Originally Posted by
BeepBeep2
Sorry, it seems my math is wrong. You are right, I calculated area wrong, neglecting a simple formula.
I had calculated 0.7111 * 346, however the correct formula would be 0.7111 * 0.7111 * 346 (A = L*W), meaning Thuban's die on 32nm if cache structure and IMC were left the same would be ~175.36 mm^2.
A "theoretical" eight core STARS design couldn't be much bigger than 250mm^2...giving 9.69mm^2 (x2) for extra (Llano's) cores and a generous 55mm^2 for extra L2 cache and other improvements. It would be impossible for this CPU to be larger than 300mm^2.
Considering Thuban is beating BD in EVERY x86-64 single threaded application I've see yet but WinRAR and AES-encryption benchmarks (if they happened to run in a single thread, that is), both stock and overclocked, also is near BD performance at equal or lesser power usage while at a deficit of 2 cores, it seems Thuban would be about 80% better in performance per mm^2 ignoring power consumption as that would be an unknown at 32nm.
Also, one would have to think that yeilds would be much better at 32nm with the older, smaller architecture.

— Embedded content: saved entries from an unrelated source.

PR #2239, opened 2023-10-11
chore: expose additional topic name information for IT debugging (#2238)

burkedavison:


SheheryarAamir:
I think issue is with how we pass `topicName` in configuration. Previously code was retrieving topic name with `this.pubSubAdmin.getTopic(topicName)` and then doing the comparison. Now we can not call `this.pubSubAdmin.getTopic(topicName)` because of permission limitation. So may be we can do something like this `subscription.getTopic().equals(this.pubSubAdmin.getTopic(topicName).getName())`

burkedavison:
@SheheryarAamir : Thanks for the suggestion. After discussing with @meltsufin , we've decided to remove this topic name comparison as it's now an inconsistent (only when auto-create-resources=true) unnecessary API call to validate configurations at runtime which was not a requirement.

Note: This is likely to fail some unit tests as-is. I'll clean them up tomorrow.

PR #2266, opened 2023-10-18
ci: add parallel integration and native tests (#2265)

burkedavison:
* Adds a parallel-integrationTests and parallel-NativeTests job that copies the non-parallel workflow except for the blocking step prior to integration testing.

* Removes 'compile' from the mvn dependency:go-offline command and adds `-T 1.5C -ntp -B` to speed this step up (~10mins per test before change). Now ~1m

* Uses Temurin for integration testing

### DIFF
--- a/.github/workflows/NativeTests.yaml
+++ b/.github/workflows/NativeTests.yaml
@@ -11,9 +11,11 @@ on:
     - 'spring-cloud-previews/**'
   workflow_dispatch:
 
+env:
+  EXCLUDED_MODULES: spring-cloud-spanner-spring-data-r2dbc
 
 jobs:
-  NativeTests:
+  parallel-NativeTests:
     if: |
       github.actor != 'dependabot[bot]' && ((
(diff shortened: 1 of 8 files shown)


.github/workflows/NativeTests.yaml
```diff
@@ -63,9 +64,71 @@ jobs:
...
             --define maven.javadoc.skip=true \
             install
-      - name: Retry install on failure
-        id: install2
-        if: steps.install1.outcome == 'failure'
+      # Unlike for the other NativeTests job, we don't block here as these run in parallel.
+      - uses: graalvm/setup-graalvm@v1
+        with:
+          version: '22.3.2'
+          java-version: '17'
```
zhumin8, line 71: FYI - This github action `setup-graal` has some changes since we last introduced them following GraalVm version naming changes. [readme](https://github.com/graalvm/setup-graalvm#migrating-from-graalvm-223-or-earlier-to-the-new-graalvm-for-jdk-17-and-later). If we want to move to test against graalvm for jdk 17

zhumin8 (approved):

PR #2273, opened 2023-10-19
ci (3.x): backport parallel integration testing

burkedavison:


.github/workflows/integrationTests.yaml
```diff
@@ -97,9 +70,83 @@ jobs:
...
+          DB_PASSWORD: ${{ secrets.SPRING_CLOUD_GCP_CI_DB_ROOT_PASSWORD }}
+      - name: Aggregate Report
+        run: |
+          ./mvnw \
+            --batch-mode \
+            --define aggregate=true \
+            surefire-report:failsafe-report-only
+      - name: Archive logs
+        if: always()
+        continue-on-error: true
```
mpeddada1, line 97: Do we still require the `continue-on-error` here?

Issue #4597, opened 2026-08-11
GcpDatastoreAutoConfiguration  retains a Datastore client indefinitely for every dynamic namespace


gendolf3d:
When a  `DatastoreNamespaceProvider`  returns dynamic/high-cardinality namespaces,  `GcpDatastoreAutoConfiguration`  creates and permanently caches one  Datastore  client per namespace:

Smaller dies are easier (not to mention cheaper!) to produce, and chances are that the chips would perform better as well as AMD has worked with K10 for 4 years now.
On server side, since Magny Cours is an MCM package with 2 Instabul dies, its area is 724mm^2. On 32nm, this would translate to ~366mm^2...
A twelve core Magny Cours CPU, just 40mm^2 (about 15%) larger than the current 8 core Bulldozer design, has a four thread benefit (50% more cores/threads for 15% size, and that is the desktop chip)...this defeats Tomasis's arguement about BD being "designed for server".
In fact, that CPU already performs almost as well, sometimes even greater than the 16 core MCM Orochi design while a whole node behind.
AMD was able to pull 2.3 Ghz on 45nm with just a 140w TDP on the old architecture, and 2.5 Ghz at 140w now if you look at numbers before process improvements. 2.2 Ghz was possible with 115w TDP. (Opteron 6176 SE, more recent 6180 SE, 6174.)
To sum up, with (correct me if I'm wrong, like Tomasis said I am a "kid") correct math:
Thuban @ 32nm would be around 175mm^2, up to 80% improvement in performance per mm^2 (315mm^2 being 80% larger than 175mm^2)...no less than 40-50% in worst case scenario.
Magny Cours @ 32nm would be only 40mm^2 (<15%) larger than the current Orochi design, and performs in best case scenario equal to the 16 core Orochi MCM design and worst case 33% lesser. The Orochi MCM design would be 1.7x size of this "theoretical" Magny Cours.
A "theoretical" 8/16 core "STARS" MCM design would be no larger than 250mm^2/500mm^2, so we end up with a 16 core STARS design at ~500mm^2, 130mm^2 smaller than Orochi 16 core MCM. This design would be smaller, more efficient per mm^2, and keep the same performance as Orochi MCM in worst case scenarios (where Orochi MCM has pulled ahead of Magny Cours by 33%) even if clocked at a mere 1.8 Ghz due to GloFo's 32nm process.
Yeilds would also be better, since die sizes would be smaller, chips would be produced much cheaper and AMD/GloFo has been producing K10 for 4 years.
Did I mention that the old uarch runs much cooler as well? (Not known for sure, since smaller node means heat is more concentrated, but less should be produced)
I'm sure wez, TESKATLIPOKA, Tomasis, informal and others will still find a way to blame the process for all of this. If AMD hadn't let go of the fab it would still be AMD's fault and nobody would give a :banana::banana::banana::banana: about that arguement. I did the math, where is yours?